Stored data entries
Content starts

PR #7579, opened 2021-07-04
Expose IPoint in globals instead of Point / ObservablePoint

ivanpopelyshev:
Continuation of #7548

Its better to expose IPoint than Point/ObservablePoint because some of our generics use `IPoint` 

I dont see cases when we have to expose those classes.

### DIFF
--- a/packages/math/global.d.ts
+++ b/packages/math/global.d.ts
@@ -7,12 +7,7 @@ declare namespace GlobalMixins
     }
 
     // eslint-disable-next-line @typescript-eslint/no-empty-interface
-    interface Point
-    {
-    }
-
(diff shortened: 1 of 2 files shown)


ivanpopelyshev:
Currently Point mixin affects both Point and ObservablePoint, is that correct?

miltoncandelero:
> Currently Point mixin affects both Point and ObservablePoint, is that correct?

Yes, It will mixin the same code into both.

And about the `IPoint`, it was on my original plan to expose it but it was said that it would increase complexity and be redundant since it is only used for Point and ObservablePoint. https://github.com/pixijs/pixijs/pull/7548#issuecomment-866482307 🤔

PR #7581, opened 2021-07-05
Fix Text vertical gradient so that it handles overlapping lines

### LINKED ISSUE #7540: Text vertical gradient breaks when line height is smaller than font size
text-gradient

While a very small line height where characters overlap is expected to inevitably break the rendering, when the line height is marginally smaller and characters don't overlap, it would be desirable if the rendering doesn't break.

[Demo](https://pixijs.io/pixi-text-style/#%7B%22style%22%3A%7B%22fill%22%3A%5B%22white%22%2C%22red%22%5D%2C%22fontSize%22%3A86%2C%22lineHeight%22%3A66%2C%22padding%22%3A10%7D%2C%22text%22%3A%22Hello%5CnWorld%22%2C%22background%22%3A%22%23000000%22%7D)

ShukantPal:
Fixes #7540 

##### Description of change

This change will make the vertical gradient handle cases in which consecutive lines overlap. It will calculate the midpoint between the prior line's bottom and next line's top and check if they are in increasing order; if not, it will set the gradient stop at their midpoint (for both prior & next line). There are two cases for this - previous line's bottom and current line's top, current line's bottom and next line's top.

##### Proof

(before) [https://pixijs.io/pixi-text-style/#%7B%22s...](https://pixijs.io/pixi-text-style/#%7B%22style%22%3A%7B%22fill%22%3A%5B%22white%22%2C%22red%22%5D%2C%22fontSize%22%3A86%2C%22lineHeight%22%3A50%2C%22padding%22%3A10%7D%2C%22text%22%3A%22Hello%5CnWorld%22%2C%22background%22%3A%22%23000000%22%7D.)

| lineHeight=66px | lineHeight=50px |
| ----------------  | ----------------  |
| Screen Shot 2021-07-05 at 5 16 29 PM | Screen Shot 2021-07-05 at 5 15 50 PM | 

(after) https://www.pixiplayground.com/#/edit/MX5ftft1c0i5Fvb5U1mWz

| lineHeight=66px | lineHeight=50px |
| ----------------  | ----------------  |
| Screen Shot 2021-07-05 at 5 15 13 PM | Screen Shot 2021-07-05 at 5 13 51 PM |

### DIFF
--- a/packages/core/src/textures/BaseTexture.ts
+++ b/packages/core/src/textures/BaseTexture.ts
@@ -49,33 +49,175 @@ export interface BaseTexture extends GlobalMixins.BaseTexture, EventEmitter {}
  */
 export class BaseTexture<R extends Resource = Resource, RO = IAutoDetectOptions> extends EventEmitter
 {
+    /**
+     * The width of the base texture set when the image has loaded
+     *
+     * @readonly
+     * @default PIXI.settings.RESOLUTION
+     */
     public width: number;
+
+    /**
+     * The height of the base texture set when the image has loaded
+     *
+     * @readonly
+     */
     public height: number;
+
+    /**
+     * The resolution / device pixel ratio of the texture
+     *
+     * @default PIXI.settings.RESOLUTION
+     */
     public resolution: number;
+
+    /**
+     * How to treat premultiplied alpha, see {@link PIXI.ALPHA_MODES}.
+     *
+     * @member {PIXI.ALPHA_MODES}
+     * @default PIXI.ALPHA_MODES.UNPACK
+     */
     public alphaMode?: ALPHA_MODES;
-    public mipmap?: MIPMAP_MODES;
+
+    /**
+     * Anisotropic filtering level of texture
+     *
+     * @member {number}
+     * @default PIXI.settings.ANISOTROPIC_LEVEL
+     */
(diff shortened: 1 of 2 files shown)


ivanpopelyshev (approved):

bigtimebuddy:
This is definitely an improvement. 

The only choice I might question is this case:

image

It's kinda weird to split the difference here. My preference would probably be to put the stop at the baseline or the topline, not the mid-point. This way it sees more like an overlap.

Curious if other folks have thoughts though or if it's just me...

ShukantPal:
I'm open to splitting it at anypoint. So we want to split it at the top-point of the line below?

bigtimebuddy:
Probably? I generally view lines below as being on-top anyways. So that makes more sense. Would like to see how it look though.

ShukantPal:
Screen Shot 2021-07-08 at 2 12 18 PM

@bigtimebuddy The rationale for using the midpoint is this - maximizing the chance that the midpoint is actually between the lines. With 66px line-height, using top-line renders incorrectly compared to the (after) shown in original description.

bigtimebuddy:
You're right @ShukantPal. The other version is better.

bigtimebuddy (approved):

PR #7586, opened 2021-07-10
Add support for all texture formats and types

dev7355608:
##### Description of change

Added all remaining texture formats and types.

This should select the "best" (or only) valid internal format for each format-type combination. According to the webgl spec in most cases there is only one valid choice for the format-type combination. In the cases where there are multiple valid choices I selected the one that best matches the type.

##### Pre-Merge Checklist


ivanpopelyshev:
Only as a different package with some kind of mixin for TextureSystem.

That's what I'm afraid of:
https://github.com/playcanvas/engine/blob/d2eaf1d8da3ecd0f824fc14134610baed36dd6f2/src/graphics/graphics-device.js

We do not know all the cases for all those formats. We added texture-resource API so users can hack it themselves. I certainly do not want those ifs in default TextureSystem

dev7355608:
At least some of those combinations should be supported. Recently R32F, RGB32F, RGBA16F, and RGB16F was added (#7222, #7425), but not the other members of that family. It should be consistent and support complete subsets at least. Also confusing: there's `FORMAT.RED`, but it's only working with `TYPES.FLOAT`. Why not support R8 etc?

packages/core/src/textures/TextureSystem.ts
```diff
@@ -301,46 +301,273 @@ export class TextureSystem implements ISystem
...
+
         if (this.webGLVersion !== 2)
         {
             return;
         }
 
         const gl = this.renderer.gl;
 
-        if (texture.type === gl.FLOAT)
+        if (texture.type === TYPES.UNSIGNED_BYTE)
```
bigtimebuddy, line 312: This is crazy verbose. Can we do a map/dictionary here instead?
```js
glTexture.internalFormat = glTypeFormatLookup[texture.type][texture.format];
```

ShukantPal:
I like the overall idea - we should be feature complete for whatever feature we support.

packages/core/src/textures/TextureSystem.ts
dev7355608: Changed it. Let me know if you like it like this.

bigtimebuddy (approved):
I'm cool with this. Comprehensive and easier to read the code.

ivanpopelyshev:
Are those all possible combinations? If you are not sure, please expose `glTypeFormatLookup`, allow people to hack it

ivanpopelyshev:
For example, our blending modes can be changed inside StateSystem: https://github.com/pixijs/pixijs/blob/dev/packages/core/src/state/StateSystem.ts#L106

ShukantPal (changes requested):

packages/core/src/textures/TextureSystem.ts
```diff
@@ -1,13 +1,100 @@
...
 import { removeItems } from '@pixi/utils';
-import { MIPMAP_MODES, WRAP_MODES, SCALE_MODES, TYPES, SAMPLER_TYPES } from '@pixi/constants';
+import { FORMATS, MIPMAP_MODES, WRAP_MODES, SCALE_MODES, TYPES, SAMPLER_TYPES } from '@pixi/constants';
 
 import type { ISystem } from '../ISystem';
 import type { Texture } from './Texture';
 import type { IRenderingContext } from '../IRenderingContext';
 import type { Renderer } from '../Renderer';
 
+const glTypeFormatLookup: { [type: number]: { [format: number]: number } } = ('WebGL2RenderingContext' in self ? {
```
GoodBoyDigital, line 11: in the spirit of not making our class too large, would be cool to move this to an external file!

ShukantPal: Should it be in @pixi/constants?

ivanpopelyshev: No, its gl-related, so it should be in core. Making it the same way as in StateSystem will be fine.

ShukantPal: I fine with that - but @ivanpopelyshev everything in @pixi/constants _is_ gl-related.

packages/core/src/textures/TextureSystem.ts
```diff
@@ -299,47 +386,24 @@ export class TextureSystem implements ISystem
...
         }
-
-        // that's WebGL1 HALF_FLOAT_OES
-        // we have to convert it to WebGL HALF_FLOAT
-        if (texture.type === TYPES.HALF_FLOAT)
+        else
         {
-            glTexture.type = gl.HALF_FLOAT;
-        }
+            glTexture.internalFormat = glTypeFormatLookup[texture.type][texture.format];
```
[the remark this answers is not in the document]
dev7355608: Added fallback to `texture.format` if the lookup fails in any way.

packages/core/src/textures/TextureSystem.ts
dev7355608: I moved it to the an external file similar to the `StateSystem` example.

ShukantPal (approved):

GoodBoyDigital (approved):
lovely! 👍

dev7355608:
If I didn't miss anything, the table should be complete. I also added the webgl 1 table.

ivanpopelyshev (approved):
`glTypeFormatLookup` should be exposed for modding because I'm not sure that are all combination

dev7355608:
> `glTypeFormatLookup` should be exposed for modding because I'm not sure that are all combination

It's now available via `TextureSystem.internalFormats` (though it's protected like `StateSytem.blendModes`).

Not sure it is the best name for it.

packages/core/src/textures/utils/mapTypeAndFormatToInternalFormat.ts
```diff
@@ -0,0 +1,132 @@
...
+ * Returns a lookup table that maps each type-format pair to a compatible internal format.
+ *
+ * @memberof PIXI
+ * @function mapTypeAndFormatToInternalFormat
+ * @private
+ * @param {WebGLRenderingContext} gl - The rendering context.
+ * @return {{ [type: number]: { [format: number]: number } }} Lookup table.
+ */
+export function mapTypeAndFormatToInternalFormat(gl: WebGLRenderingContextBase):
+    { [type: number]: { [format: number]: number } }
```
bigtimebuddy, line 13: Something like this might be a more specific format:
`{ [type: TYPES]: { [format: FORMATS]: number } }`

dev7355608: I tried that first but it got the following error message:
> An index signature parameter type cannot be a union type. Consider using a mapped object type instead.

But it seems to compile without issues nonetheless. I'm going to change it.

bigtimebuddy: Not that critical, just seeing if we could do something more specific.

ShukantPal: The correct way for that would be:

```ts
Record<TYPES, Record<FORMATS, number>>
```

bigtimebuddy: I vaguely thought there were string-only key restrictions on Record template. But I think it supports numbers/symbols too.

Content ends

TASK DESCRIPTION:
Your answer should hold exactly the lines from the one containing "bigtimebuddy: Not that" through the end of the entries above, and nothing else.

RESPONSE BOX:
bigtimebuddy: Not that critical, just seeing if we could do something more specific.

ShukantPal: The correct way for that would be:

```ts
Record<TYPES, Record<FORMATS, number>>
```

bigtimebuddy: I vaguely thought there were string-only key restrictions on Record template. But I think it supports numbers/symbols too.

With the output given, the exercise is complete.